Jonas thought Larissa had drifted into sleep, as the Old often did, and he was careful to keep his motions steady and gentle so he wouldn’t wake her. He was surprised when she spoke, her eyes still closed.

“This morning we celebrated the release of Roberto,” she told him. “It was wonderful.”

“I knew Roberto!” Jonas said. “I helped with his feeding the last time I was here, just a few weeks ago. He was a very interesting man.”

Larissa opened her eyes happily. “They told his whole life before they released him,” she said. “They always do. But to be honest,” she whispered with a mischievous look, “some of the tellings are a little boring. I’ve even seen some of the Old fall asleep during tellings—when they released Edna recently. Did you know Edna?”

Jonas shook his head. He couldn’t recall anyone named Edna.

“Well, they tried to make her life sound meaningful. And of course,” she added primly, “all lives are meaningful, I don’t mean that they aren’t. But Edna. My goodness. She was a Birthmother, and then she worked in Food Production for years, until she came here. She never even had a family unit.”

Larissa lifted her head and looked around to make sure no one else was listening. Then she confided, “I don’t think Edna was very smart.”

Jonas laughed. He rinsed her left arm, laid it back into the water, and began to wash her feet. She murmured with pleasure as he massaged her feet with the sponge.

“But Roberto’s life was wonderful,” Larissa went on, after a moment. “He had been an Instructor of Elevens—you know how important that is— and he’d been on the Planning Committee. And—goodness, I don’t know

how he found the time—he also raised two very successful children, and he was also the one who did the landscaping design for the Central Plaza. He didn’t do the actual labor, of course.”

“Now your back. Lean forward and I’ll help you sit up.” Jonas put his arm around her and supported her as she sat. He squeezed the sponge against her back and began to rub her sharp-boned shoulders. “Tell me about the celebration.”

“Well, there was the telling of his life. That is always first. Then the toast.

We all raised our glasses and cheered. We chanted the anthem. He made a lovely good-bye speech. And several of us made little speeches wishing him well. I didn’t, though. I’ve never been fond of public speaking.

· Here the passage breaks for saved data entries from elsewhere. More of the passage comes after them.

PR #2682, opened 2021-08-12
Use next available port when the default port is already used

PramodValavala-MSFT:
When working with multiple function apps locally, every function host apart from the first needs to have a different port manually set either via the command line argument `--port` or the `Host.LocalHttpPort` property in `local.settings.json`. Also, in some cases the default port might be blocked with another process (sometimes an older `func` itself that didn't terminate).

This PR adds support to pick up the next available port (7072, 7073, ...) when none is provided. If a port is defined in either place mentioned above, this would not do anything.

One known issue is that multiple function apps run at the exact same time might end up picking the same port, causing one of them to error out. This is present even today with the static default port, primarily because the validation is done before the host starts up.

### DIFF
--- a/src/Azure.Functions.Cli/Helpers/NetworkHelpers.cs
+++ b/src/Azure.Functions.Cli/Helpers/NetworkHelpers.cs
@@ -1,4 +1,8 @@
+using System;
+using System.Collections.Generic;
+using System.Linq;
 using System.Net;
+using System.Net.NetworkInformation;
 using System.Net.Sockets;
 
 namespace Azure.Functions.Cli.Helpers
@@ -32,6 +36,34 @@ namespace Azure.Functions.Cli.Helpers
             {
                 listener.Stop();
             }
+        }
+
+        public static int GetNextAvailablePort(int startPort)
+        {
+            var usedPorts = new List<int>();
+            var ipGlobalProperties = IPGlobalProperties.GetIPGlobalProperties();
+
+            usedPorts.AddRange(ipGlobalProperties
+                                .GetActiveTcpConnections()
+                                .Where(c => c.LocalEndPoint.Port >= startPort)
+                                .Select(c => c.LocalEndPoint.Port));
+            usedPorts.AddRange(ipGlobalProperties
+                                .GetActiveTcpListeners()
+                                .Where(l => l.Port >= startPort)
+                                .Select(l => l.Port));
+
+            usedPorts.Sort();
+
+            foreach (var usedPort in usedPorts)
+            {
+                if (startPort < usedPort)
+                {
+                    return startPort;
+                }
+                startPort++;
+            }
+
+            return GetAvailablePort();
         }
     }
 }
--- a/src/Azure.Functions.Cli/Helpers/NetworkHelpers.cs
+++ b/src/Azure.Functions.Cli/Helpers/NetworkHelpers.cs
@@ -40,29 +40,36 @@ namespace Azure.Functions.Cli.Helpers
 
         public static int GetNextAvailablePort(int startPort)
         {
-            var usedPorts = new List<int>();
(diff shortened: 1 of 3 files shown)


src/Azure.Functions.Cli/Helpers/NetworkHelpers.cs
```diff
@@ -33,5 +37,33 @@ public static int GetAvailablePort()
...
+            usedPorts.AddRange(ipGlobalProperties
+                                .GetActiveTcpConnections()
+                                .Where(c => c.LocalEndPoint.Port >= startPort)
+                                .Select(c => c.LocalEndPoint.Port));
+            usedPorts.AddRange(ipGlobalProperties
+                                .GetActiveTcpListeners()
+                                .Where(l => l.Port >= startPort)
+                                .Select(l => l.Port));
+
+            usedPorts.Sort();
```
swapnil-nagar, line 55: Why sorting is needed for all used ports, thats an additional complexity of O(NlogN). You are iterating over all the values in usedPorts.

You have two options,
1. Used HashSet and iterate over all the values and lookup will be O(N), then you can do startPort++ and keep looking.
2. Used TreeSet or SortedSet to store and look for value less than startPort.

src/Azure.Functions.Cli/Helpers/NetworkHelpers.cs
```diff
@@ -33,5 +37,33 @@ public static int GetAvailablePort()
...
+
+            foreach (var usedPort in usedPorts)
+            {
+                if (startPort < usedPort)
+                {
+                    return startPort;
+                }
+                startPort++;
+            }
+
```
swapnil-nagar, line 65: What if all ports are exhausted, then should we log the errors?

src/Azure.Functions.Cli/Helpers/NetworkHelpers.cs
```diff
@@ -33,5 +37,33 @@ public static int GetAvailablePort()
                 listener.Stop();
             }
         }
+
+        public static int GetNextAvailablePort(int startPort)
+        {
```
swapnil-nagar, line 42: ArgumentExceptin when startPort is either using for system process or upper limit of 65536

src/Azure.Functions.Cli/Helpers/NetworkHelpers.cs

“He was thrilled. You should have seen the look on his face when they let him go.”

Jonas slowed the strokes of his hand on her back thoughtfully. “Larissa,” he asked, “what happens when they make the actual release? Where exactly did Roberto go?”

She lifted her bare wet shoulders in a small shrug. “I don’t know. I don’t think anybody does, except the committee. He just bowed to all of us and then walked, like they all do, through the special door in the Releasing Room. But you should have seen his look. Pure happiness, I’d call it.”

Jonas grinned. “I wish I’d been there to see it.”

Larissa frowned. “I don’t know why they don’t let children come. Not enough room, I guess. They should enlarge the Releasing Room.”

“We’ll have to suggest that to the committee. Maybe they’d study it,” Jonas said slyly, and Larissa chortled with laughter.

Right!” she hooted, and Jonas helped her from the tub.